• _Excerpted records_
PR #320, opened 2025-07-23
Introducing retry policy to new PhysicalIO

ozkoca:
## Description of change
This PR adds the capability of retry to the new PhysicalIO 

#### Relevant issues
https://github.com/awslabs/analytics-accelerator-s3/pull/286
https://github.com/awslabs/analytics-accelerator-s3/pull/287
https://github.com/awslabs/analytics-accelerator-s3/pull/288
https://github.com/awslabs/analytics-accelerator-s3/pull/289
https://github.com/awslabs/analytics-accelerator-s3/pull/294
https://github.com/awslabs/analytics-accelerator-s3/pull/316

#### Does this contribution introduce any breaking changes to the existing APIs or behaviors?
No

#### Does this contribution introduce any new public APIs or behaviors?
No

#### How was the contribution tested?
Unit tests

---

By submitting this pull request, I confirm that my contribution is made under the terms of the Apache 2.0 license and I agree to the terms of the [Developer Certificate of Origin (DCO)](https://developercertificate.org/).

PR #287, opened 2025-06-09
[New Physical IO] Adopting OpenStremInformation changes to new PhysicalIO

ozkoca:
## Description of change
- This change adopts the changes from [PR](https://github.com/awslabs/analytics-accelerator-s3/pull/283) to the new Physical IO implementation.
- Updates comment in DataBlock object

#### Relevant issues
[OpenStremInformation PR](https://github.com/awslabs/analytics-accelerator-s3/pull/283) 
[Initial version of Physical IO](https://github.com/awslabs/analytics-accelerator-s3/pull/286)

---

By submitting this pull request, I confirm that my contribution is made under the terms of the Apache 2.0 license and I agree to the terms of the [Developer Certificate of Origin (DCO)](https://developercertificate.org/).

PR #286, opened 2025-06-06
[INITIAL VERSION] New PhysicalIO

ozkoca:
## Description of change
This PR includes the initial changes required for new PhysicalIO. The new objects are representative of the existing objects like DataBlock is the new version of Block object which will be renamed at the end of the integration. 

Next Steps:
- Add unit tests for the new objects
- Update Javadoc
- Add enhanced features read ahead, sequential prefetching, range splitting, small object preetching, etc.
- Adopt memory manager
- Exception handling, retries and timeouts.
- Integrating new PhysicalIO with Blob object

#### Does this contribution introduce any breaking changes to the existing APIs or behaviors?
No

#### Does this contribution introduce any new public APIs or behaviors?
No

#### How was the contribution tested?
Integrated with existing system in a separate branch and ran tests

#### Does this contribution need a changelog entry?
N/A

---

By submitting this pull request, I confirm that my contribution is made under the terms of the Apache 2.0 license and I agree to the terms of the [Developer Certificate of Origin (DCO)](https://developercertificate.org/).

PR #325, opened 2025-07-25
New PhysicalIO implementation

ozkoca:
## Description of change
This PR implements a new PhysicalIO design with key improvements:

**Fixed Block Size:** Previously, block sizes varied based on request ranges, requiring entire request ranges to complete before blocks became available. The new design uses fixed-size blocks that become ready as soon as individual blocks are filled, enabling faster data access and better parallelization.

**Direct Block Writing:** Eliminates an extra memory copy by writing S3 data directly into Block storage instead of copying from intermediate buffers, reducing memory overhead and CPU usage.

**Improved Concurrency:** Fixed-size blocks allow multiple blocks to be processed independently, improving throughput for concurrent read operations.

**Better Memory Management:** Predictable block sizes enable more efficient memory allocation and cache management strategies.

**Enhanced Read Performance:** Blocks become available for reading as soon as they're filled, rather than waiting for entire request ranges to complete, reducing read latency.

#### Relevant issues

• _Try it_
Check the listing for the word "entire". Show each line that has it.

• _Solved problem_
**Fixed Block Size:** Previously, block sizes varied based on request ranges, requiring entire request ranges to complete before blocks became available. The new design uses fixed-size blocks that become ready as soon as individual blocks are filled, enabling faster data access and better parallelization.
**Enhanced Read Performance:** Blocks become available for reading as soon as they're filled, rather than waiting for entire request ranges to complete, reducing read latency.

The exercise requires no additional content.